"You will be glad to know, Jennie, that I have persuaded mother to spend the night with us," Margaret said

"She never stops the night with us, Margaret," Jennie coldly returned. "Come on, Mom, I'll put you on the street car."

"But isn't it nice," cried Margaret, holding her arm around Mrs. Leitzel to keep Jennie off, "that I've succeeded in coaxing her to stay to-night? Such a pleasant surprise for Daniel when he comes home, to find you here, dear! What is home without a grandmother? Good discipline for Daniel, too, to have to give up this armchair for one evening! Even I have to get out of it when he wants it. But naturally he can't put his mother out of the only really comfortable chair in the house."

"But Danny paid for that chair," explained Sadie. "It would be funny—ain't?—if he couldn't sit in his own chair when he wants!"

"The spare-room bed ain't made up," Jennie frowned at Margaret. "And nobody has time to make it up at four o'clock on Saturday afternoon! Anyhow, strangers stopping over night is apt to give Sadie the headache. And Mom never wants to be away from her own bed. She won't can home herself in a strange bed, can you, Mom?"
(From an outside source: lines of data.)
PR #448, opened 2018-07-11
Reference security group by id rather than name

zsims:
This handles default vs non default VPC reference rules per
https://docs.aws.amazon.com/AWSCloudFormation/latest/UserGuide/aws-properties-ec2-security-group-ingress.html#cfn-ec2-security-group-ingress-groupid

This follows on from #444 which made the rule conditional.


lox:
Seems legit!

PR #453, opened 2018-07-17
Set correct variable to pass to upstream ecr plugin

bshelton229:
I believe the variable exported after reading `AWS_ECR_LOGIN_REGISTRY_IDS` isn't correct to configure the ecr login plugin. We're currently getting around this by explicitly setting `BUILDKITE_PLUGIN_ECR_ACCOUNT_IDS_0` in our stack, but thought it was worth trying to get fixed to configure this the documented way.

https://github.com/buildkite-plugins/ecr-buildkite-plugin/blob/3068b26de2eb43b8ae6ebf081b1f0626d018d8c0/hooks/pre-command#L58

Thanks!


lox:
Thanks, appreciated!

PR #462, opened 2018-08-01
Update to latest Amazon Linux 2 LTS

lox:


holmesjr:
Good idea. I noticed the agents complain about a lot of yum updates with the older AMI.

lox:
We've been seeing some strange network performance issues with the current stack version. Hoping this fixes it.

jeremiahsnapp:
@lox I noticed that the new stack no longer exports `GODEBUG=netdns=cgo` from the PR linked below. Do you think this could be related to the issues you are seeing?

https://github.com/buildkite/elastic-ci-stack-for-aws/pull/233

But Margaret spoke before Mrs. Leitzel could reply. "I'll make up the guest bed. It won't take me ten minutes. Mother"—she patted Mrs. Leitzel's shoulder—"I'll be right downstairs again in ten minutes."

But Mrs. Leitzel clung to her hand. "Don't let me alone with—stay by me, Margaret——" she pitifully pleaded.
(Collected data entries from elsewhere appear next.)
PR #469, opened 2018-08-15
Add secrets manager hooks

lox:
This adds a param `EnableSecretsManagerPlugin` that brings in the experimental https://github.com/buildkite/elastic-ci-stack-secrets-manager-hooks.

### DIFF
--- a/templates/buildkite-elastic.yml
+++ b/templates/buildkite-elastic.yml
@@ -451,6 +451,7 @@ Resources:
             Action:
               - secretsmanager:ListSecrets
               - secretsmanager:GetSecretValue
+            Resource: "*"
       Roles:
         - { Ref: IAMRole }
 
--- a/templates/buildkite-elastic.yml
+++ b/templates/buildkite-elastic.yml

"You shall come upstairs with me, then, to my room," Margaret said, helping her, now, to rise to her feet.

"No, Margaret, Mom's to go back on the five o'clock train," affirmed Jennie peremptorily. "Our Danny give her the money to go back. It ain't for you to be using our clean linens to make up the spare bed. Come on, Mom."

Jennie laid an ungentle grasp upon her step-mother's arm, but Margaret, her face suddenly ablaze with indignation, confronted her.